My cousin lived in the Pacific Islands for a time. He told me that privacy was a gift in that environment. The little huts were built in a cluster and there weren't many private rooms or walls. You got privacy only if others looked away as you dressed, showered, or went about your business.
Marshall McLuhan introduced the term "global village," and it's worth remembering the dynamics of a village vs. a city. In a city, a person has anonymity. In a village, not only does everyone know you but they know who your grandparents are, where you are going, what your normal patterns are, and what you talk about with your spouse or kids. Privacy, really, got created on farms and in cities. It wasn't the product of a village.
But now walls that separated us into different enclaves are gradually coming down.
Zuckerberg's philosophy on Facebook is to push towards more sharing each iteration of changes. For him, you're the same person among work friends, church friends, neighbors, and old college buddies. Even the privacy of having different roles is eroding on the social media that is - at least for now - most popular.
The NSA is filtering all of our information to find threats. Anything that gets categorized as a threat - anything that is a trigger for concern - becomes the cause for knowing more about a person. The government respects your privacy only up to a point and various officials have argued that privacy is not included in the Bill of Rights.
As you browse the Internet, you leave a trail of cookies. Worse, if you do it on your Smart Phone it includes information about your location and travel patterns as you search for restaurants, travel routes, bargains or porn.
For now, the Internet has brought us back to the model of the village. People who know us know who we are whether we're playing the role of parent or employee, drinking buddy or church elder, political activist or cut-up. The city gave us different audiences for each of these roles. The village does not. And the community can more easily monitor us to determine if we're a threat or a potential source for sales and revenues. It knows when our patterns are in character or out of character, knows where we are likely to go and what we're likely to buy.

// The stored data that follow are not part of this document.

PR #353, opened 2018-12-18
Fixes issues with the new Roster List editors

### LINKED ISSUE #351: Bugs with the new roster edit interfaces
- [x] Name Gen List: The global boolean `showExistingNodes` should be a configurable property, defaulting to true.
- [x] Name Gen Autocomplete: Can't select display label for HIVServices external dataset.
- [x] Both: Preview mode doesn't work (looks to be an issue with fetching external data).

wwqrd:
- Added showExistingNodes option to the Name Gen List editor
- Display label, and other attributes updated to get properties from the variable registry,
rather than the dataset itself.
- Preview updated to support copying external data from protocol.

Known issues:
- Preview functionally works, but styles are slightly distorted. Suggest that this is fixed separately.

Resolves #351


wwqrd:
Thanks Bryan, I'll add some description text to the field.

wwqrd:
Found a bug with this related to externalData not having uids, will fix before merge.

wwqrd:
Okay, previews and externalData fixed, this should be ready to go.

rebeccamadsen:
Looks good to me.

PR #356, opened 2019-01-03
Categorical Bin editor

### LINKED ISSUE #16: Categorical Bin configuration screen

wwqrd:
Resolves #16

### DIFF
--- a/src/components/StageEditor/sections/CategoricalBinPrompts/CategoricalBinPrompts.js
+++ b/src/components/StageEditor/sections/CategoricalBinPrompts/CategoricalBinPrompts.js
@@ -1,0 +1,22 @@
+import React from 'react';
+import Prompts from '../../../Prompts';
+import CategoricalBinPrompt from './CategoricalBinPrompt';
+
+const CategoricalBinPrompts = props => (
+  <Prompts
+    contentId="guidance.editor.name_generator_list_prompts"
+    promptComponent={CategoricalBinPrompt}
+    template={{ showExistingNodes: true }}
+    {...props}
+  >
+    <h2>Prompts</h2>
+    <p>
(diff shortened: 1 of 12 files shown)


src/components/StageEditor/sections/CategoricalBinPrompts/CategoricalBinPrompts.js
```diff
@@ -0,0 +1,22 @@
+import React from 'react';
+import Prompts from '../../../Prompts';
+import CategoricalBinPrompt from './CategoricalBinPrompt';
+
+const CategoricalBinPrompts = props => (
+  <Prompts
+    contentId="guidance.editor.name_generator_list_prompts"
+    promptComponent={CategoricalBinPrompt}
+    template={{ showExistingNodes: true }}
```
bryfox: I don't see `showExistingNodes` supported in NC. Do we need a ticket to implement there?

wwqrd: That's a mistake, it's now been removed

jthrilly:
In ordinal bin we are missing the `color` attribute from each prompt, which is designed to allow the participant to create visual associations between certain types of questions and colors.

Can we add a color picker to the prompt, build on `ord-color-seq` and defaulting to `ord-color-seq-1` (without automatically incrementing.

jthrilly:
While we are looking at this, another small improvement to this particular prompt pattern would be to have a new prompt open in the expanded state. Is that possible?

wwqrd:
@jthrilly  The ordinal bin now includes the color picker, additionally created our own color picker component since react-color required a few work arounds to use with our variable based palettes.

PR #368, opened 2019-01-17
implement quick add property in name gen editor

jthrilly:
This PR implements the `quickAdd` property for the name generator interface, and updates the NC and UI dependencies.


config/webpack.config.js
```diff
@@ -255,7 +255,9 @@ module.exports = {
       // It is guaranteed to exist because we tweak it in `env.js`
       process.env.NODE_PATH.split(path.delimiter).filter(Boolean),
     ),
-    alias: {},
+    alias: {
+      concaveman: path.join(paths.appSrc, 'utils', 'webShims', 'concavemock.js'),
```
jthrilly: Incase you are wondering, this is needed because this module does an unsave-eval. 

Until we implement the narrative interface editor and therefore need to preview it, this is a workaround.

We also intend to v2.0 the preview function which will resolve this the proper way.

wwqrd:
Looks fine to me, do you think the quick add button should hide until a node type is selected or not?

jthrilly:
> Looks fine to me, do you think the quick add button should hide until a node type is selected or not?

Yes, I think so. If it doesn't at present, could you please add that?

PR #375, opened 2019-01-23
Improved prompt editing

wwqrd:
- Prompts are opened in a modal for editing, which makes the list view less cluttered
- When new prompts are added the edit window is opened automatically

Testing:
- Requires updated version of react-flip-toolkit, so run `npm install`

Known issues:
- [x] Prompt can't be edited if preview is blank.
- [x] Seem to be able to save stage when prompt has errors?
- [x] Cannot view sidebar information
  - Possible fix: add a portal to the main view in Card and allow items to render there, like the main stage editor
- [x] If you add a new prompt, then saving it fails, it remains (invalid) in prompts list.
- [x] Issue panel obscures form when open
- [x] Prompt submit buttons look terrible, perhaps they should exist in the bottom toolbar?
- [x] Errors in prompt are incorrectly styled
- [x] Form should probably have a title. Do we need to think about breadcrumbs in the UI?
- Other editor windows are now broken and need updating to new format:
  - [x] Entity editor
  - [x] Form editor
  - [x] Skip logic

Further possible improvements:
- [x] Don't allow modal to be closed if prompt contains errors/highlight prompts with errors
- [ ] Clearer scoping of props, we need the spread operator to make PromptForm extendable, but we should be clear about what else is passed along.
- [ ] Inconsistent validation warnings for prop types, should it be object or array? (May be unrelated to this PR, see react warnings)


wwqrd:
Because prompt fields are only shown in modal form wasn't validating these fields! Have implemented them as a sub-form which resolves: "Seem to be able to save stage when prompt has errors?" and "Don't allow modal to be closed if prompt contains errors/highlight prompts with errors"

wwqrd:
https://github.com/codaco/Architect/issues/370 May relate to the issue above with errors displaying incorrectly. Perhaps this should be handled as a separate PR against 370

jthrilly:
Big improvement! Particularly for the sociogram, this makes a ton more sense, I think.

The main issue I see is that I think we have a bit of confusion about if this is a separate screen or if its a modal overlay. At the minute it is halfway between. It seems to open "full screen" (implying it is a separate screen), but then it has its own cancel and continue buttons in addition to the stage level purple bar at the bottom (implying it is an overlay). A couple of times I instinctively clicked the cancel button in the bottom bar, and went out of the stage I was editing.

I think we should resolve this by making this more firmly a modal overlay. So have the panel expand only to a certain width and an auto height (with overflow scrolling), perhaps dim the rest of the stage, and keep the panel background color and animation from the summary state to emphasise the origin.

Small changes:
- rename "continue" -> save and continue
- textarea styling (rounded corners and padding to match other inputs. maybe add this as an input type to UI?

wwqrd:
I've updated this based on our catchup so that:
- Prompt appears inset in the left panel so that it appears more like a modal
- Control buttons are anchored at bottom
- If there is a validation issue, it will auto-scroll to the first issue.

screenshot 2019-01-28 at 19 41 42

wwqrd:
> - textarea styling (rounded corners and padding to match other inputs. maybe add this as an input type to UI?

This does look totally messed up at the moment. Given how huge this PR already is, I think it'd be better to handle that separately, along with the error styling. As far as I know it's not a side-effect of any of the changes here.

wwqrd:
UI update for text areas can be found here: https://github.com/codaco/Network-Canvas-UI/pull/96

The question now is whether the village is an inevitable product of the Internet or if the city is still an option. Turning physical villages into physical cities was a slow, complex, and expensive process. It may be that McLuhan's global village is something we'll outgrow, a phase of our virtual development that mirrors the earlier development in the physical world. At least that's my bet. And if so, that means we'll soon be living in one big, global city. It sounds less charming than McLuhan's global village but the entertainment, education, and employment prospects in a city are more interesting and varied. Cities give us a broader array of options about who to be. And one thing that seems true of progress is that it always moves in the direction of more, rather than fewer, options.